- **GOAL OF THE EXERCISE**: Write out the data again in full, exactly as it reads.

Collected data:

PR #69, opened 2016-09-30
Increase FullPageScreenshot timeout

### LINKED ISSUE #68: FullPageScreenshotCall has a tendency to time out on larger sites with lots of images
Example: http://html5doctor.com/the-figure-figcaption-elements/
For me, this is hitting the 30s timeout consistently.

mttwc:
We're hitting the full page screenshot 30s timeout consistently on certain sites, such as http://html5doctor.com/the-figure-figcaption-elements/
This would be a combination of things like upload/download time, and processing time on the server.

I think we should up our timeout so users don't get frustrated on certain sites. Would 50s be enough?

Fixes #68

### DIFF
--- a/src/scripts/contentCapture/fullPageScreenshotHelper.ts
+++ b/src/scripts/contentCapture/fullPageScreenshotHelper.ts
@@ -23,6 +23,8 @@ export interface FullPageScreenshotResult extends CaptureFailureInfo {
 }
 
 export class FullPageScreenshotHelper {
+	private static timeout = 50000;
+
 	public static getFullPageScreenshot(pageInfoContentData: string): Promise<FullPageScreenshotResult> {
 		return new Promise<FullPageScreenshotResult>((resolve, reject) => {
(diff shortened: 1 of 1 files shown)


iconix:
So, this is just a call for the preview image... are users going to be willing to wait longer than 30s for a preview to show up anyway? I would think that most likely, users will get impatient and clip without waiting for the full timeout - whether it be 30s or 50s

Btw, mainly pushing back because we're special-casing this call from the standard 30s timeout :) Want to make sure we have a good reason to do so

leakymemory:
Even waiting 30 seconds is pretty painful - though I think I'll take even more painful over broken. :-)  Let's go with the 50 second bump right now and see how that goes.  I'd like to dig in a little and do some bandwidth throttling in test to see what the experience is more realistically like.  This is a somewhat unique call in that it results in a potentially large download.  The PDF upload might be another place to take a look.

As to whether we need to bump the standard timeout?  We should look at the numbers and see how often the timeout is getting hit.  I don't want to lull ourselves into thinking that all is well in the world just because things are working (albeit taking a really long time).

- **RESPONSE TO THE EXERCISE**:
PR #69, opened 2016-09-30
Increase FullPageScreenshot timeout

### LINKED ISSUE #68: FullPageScreenshotCall has a tendency to time out on larger sites with lots of images
Example: http://html5doctor.com/the-figure-figcaption-elements/
For me, this is hitting the 30s timeout consistently.

mttwc:
We're hitting the full page screenshot 30s timeout consistently on certain sites, such as http://html5doctor.com/the-figure-figcaption-elements/
This would be a combination of things like upload/download time, and processing time on the server.

I think we should up our timeout so users don't get frustrated on certain sites. Would 50s be enough?

Fixes #68

### DIFF
--- a/src/scripts/contentCapture/fullPageScreenshotHelper.ts
+++ b/src/scripts/contentCapture/fullPageScreenshotHelper.ts
@@ -23,6 +23,8 @@ export interface FullPageScreenshotResult extends CaptureFailureInfo {
 }
 
 export class FullPageScreenshotHelper {
+	private static timeout = 50000;
+
 	public static getFullPageScreenshot(pageInfoContentData: string): Promise<FullPageScreenshotResult> {
 		return new Promise<FullPageScreenshotResult>((resolve, reject) => {
(diff shortened: 1 of 1 files shown)


iconix:
So, this is just a call for the preview image... are users going to be willing to wait longer than 30s for a preview to show up anyway? I would think that most likely, users will get impatient and clip without waiting for the full timeout - whether it be 30s or 50s

Btw, mainly pushing back because we're special-casing this call from the standard 30s timeout :) Want to make sure we have a good reason to do so

leakymemory:
Even waiting 30 seconds is pretty painful - though I think I'll take even more painful over broken. :-)  Let's go with the 50 second bump right now and see how that goes.  I'd like to dig in a little and do some bandwidth throttling in test to see what the experience is more realistically like.  This is a somewhat unique call in that it results in a potentially large download.  The PDF upload might be another place to take a look.

As to whether we need to bump the standard timeout?  We should look at the numbers and see how often the timeout is getting hit.  I don't want to lull ourselves into thinking that all is well in the world just because things are working (albeit taking a really long time).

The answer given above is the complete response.